David and Anneke have created a quite wondrous space in their organic garden on the outskirts of Oxford. I reported previously on it being ‘a lush and rich, seemingly chaotic melee of organically grown fruit trees and bushes, gloriously intermingled with vegetables and herbs, with a few animals thrown in’. In the midst of it all is a small shop and artisan cafe, L’Arte de Mangier Bene – or roughly translated The Art of Eating Well. Just about says it all!
David is the enigmatic gardener, Anneke the cook.
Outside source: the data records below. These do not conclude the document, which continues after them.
PR #1674, opened 2021-12-03
test: another try to correctly fix the kernel version

adrianreber:
We try to disable time namespace based testing for kernels older than 5.11. But we fail to come up with the correct if condition.

This changes (major <= 5) to (major < 5). There are no kernels with major > 5 so currently the time namespace based are never run. This should finally change it to run time namespace based tests on kernel versions newer than 5.10.


adrianreber:
Needs #1673

PR #1678, opened 2021-12-05
test: do not use --keep-going for single zdtm tests

adrianreber:
Looking at CI logs there are often messages like:

 "[WARNING] Option --keep-going is more useful when running multiple tests"

This commit removes '--keep-going' from single zdtm test runs.


avagin:
LGTM

rst0git (approved):
LGTM

PR #1680, opened 2021-12-06
sk-unix: Fix TCP_ESTABLISHED checks in unix sockets

minhbq-99:
Since commit 83301b5367a98 ("af_unix: Set TCP_ESTABLISHED for datagram sockets
too") in Linux kernel, SOCK_DGRAM unix sockets can have TCP_ESTABLISHED state
when connected. So we need to fix checks that assume SOCK_DRAM sockets cannot
have TCP_ESTABLISHED state.

I look around for TCP_ESTABLISHED usages in sk-unix and there is one place I'm not 
sure about

```
index 8037d9cf2..d3402c3ac 100644
--- a/criu/sk-unix.c
+++ b/criu/sk-unix.c
@@ -460,7 +460,7 @@ static int dump_one_unix_fd(int lfd, uint32_t id, const struct fd_parms *p)
                        pr_warn("Shutdown mismatch %u:%d -> %u:%d\n", ue->ino, ue->shutdown, peer->sd.ino,
                                peer->shutdown);
                }
-       } else if (ue->state == TCP_ESTABLISHED) {
+       } else if (ue->state == TCP_ESTABLISHED && ue->type != SOCK_DGRAM) {
                const struct unix_sk_listen_icon *e;
 
                e = lookup_unix_listen_icons(ue->ino);

```
I don't know if the additional check is necessary. AFAIK, SOCK_DGRAM socket sets 
TCP_ESTABLISHED state for itself and the peer socket connect() is called. At that time,
the socket's peer will be set too. So I think we cannot get 
`ue->type == SOCK_DGRAM && ue->state == TCP_ESTABLISHED)`

Fixes: #1669

### DIFF
--- a/criu/sk-unix.c
+++ b/criu/sk-unix.c
@@ -460,7 +460,7 @@ static int dump_one_unix_fd(int lfd, uint32_t id, const struct fd_parms *p)
 			pr_warn("Shutdown mismatch %u:%d -> %u:%d\n", ue->ino, ue->shutdown, peer->sd.ino,
 				peer->shutdown);
 		}
-	} else if (ue->state == TCP_ESTABLISHED) {
+	} else if (ue->state == TCP_ESTABLISHED && ue->type != SOCK_DGRAM) {
 		const struct unix_sk_listen_icon *e;
 
 		e = lookup_unix_listen_icons(ue->ino);
@@ -1851,13 +1851,9 @@ static int open_unixsk_standalone(struct unix_sk_info *ui, int *new_fd)
 
 		close(sks[1]);
 		sk = sks[0];
-	} else if (ui->ue->state == TCP_ESTABLISHED && queuer && queuer->ue->ino == FAKE_INO) {
+	} else if ((ui->ue->state == TCP_ESTABLISHED && ui->ue->type == SOCK_STREAM) && queuer &&
+		   queuer->ue->ino == FAKE_INO) {
 		int ret, sks[2];
-
-		if (ui->ue->type != SOCK_STREAM) {
-			pr_err("Non-stream socket %u in established state\n", ui->ue->ino);
-			return -1;
-		}
 
 		if (ui->ue->shutdown != SK_SHUTDOWN__BOTH) {
 			pr_err("Wrong shutdown/peer state for %u\n", ui->ue->ino);
--- a/scripts/ci/vagrant.sh
+++ b/scripts/ci/vagrant.sh
@@ -50,9 +50,7 @@ fedora-no-vdso() {
 	vagrant reload
 	ssh default cat /proc/cmdline
 	ssh default 'cd /vagrant; tar xf criu.tar; cd criu; make -j 4'
-	# Disabling tests which are broken on 5.15
-	# https://github.com/checkpoint-restore/criu/issues/1669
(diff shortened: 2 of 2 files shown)


adrianreber:
Thanks for the pull request but the following tests are still failing 5.15:
```
################### 9 TEST(S) FAILED (TOTAL 414/SKIPPED 36) ####################
 * zdtm/static/socket_close_data(ns)
 * zdtm/static/socket_close_data01(uns)
 * zdtm/static/fifo_upon_unix_socket01(uns)
 * zdtm/static/sk-unix-mntns(ns)
 * zdtm/static/fifo_upon_unix_socket00(h)
 * zdtm/static/sk-unix01(uns)
 * zdtm/static/socket_dgram_data(h)
 * zdtm/static/sockets_dgram(ns)
 * zdtm/static/sk-unix-dgram-ghost(uns)
```

criu/sk-unix.c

David was brought up in Australia, Anneke is from Holland – somehow they manged to meet in a second-hand bookshop in The Hague and fall in love…….eventaully finding their way to Worton in 2005, after being in England three years working as gardeners .
In total there are seven acres of land under cultivation at Worton. It’s a mesmerizing space. All around you is packed to the limit with an amazing diversity of intermingling and often self seeded vegetables, herbs, fruit, eggs and flowers, which may be grown in Worton but are sourced from around the world.
As the Worton Garden website so rightly says, ‘This is a place to linger in, with friends, with books, or in peace with your thoughts’.
For more on Worton Organic Garden, see the garden website and Facebook page. Worton also features in Unlikely Heroes – my documentary photobook about the current agrarian renaissance in England and Wales.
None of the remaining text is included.